→ **TASK INPUT**

PR #61582, opened 2022-10-10
Cinema polishing

NetSysFire:
#### Summary
None

#### Purpose of change

I noticed that restrooms in the cinema simply had no door. Especially the mens restroom was inappropriately exposed this way.
When I looked into this, I noticed that the stalls also all had metal doors and the chairs you sit on while watching a movie are uncomfortable wooden ones.

#### Describe the solution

→ **YOUR ASSIGNMENT**
Print exactly, and only, the lines of the material above that run from the one containing "#### Purpose of change" through its last line.

→ **RESULT**
#### Purpose of change

I noticed that restrooms in the cinema simply had no door. Especially the mens restroom was inappropriately exposed this way.
When I looked into this, I noticed that the stalls also all had metal doors and the chairs you sit on while watching a movie are uncomfortable wooden ones.

#### Describe the solution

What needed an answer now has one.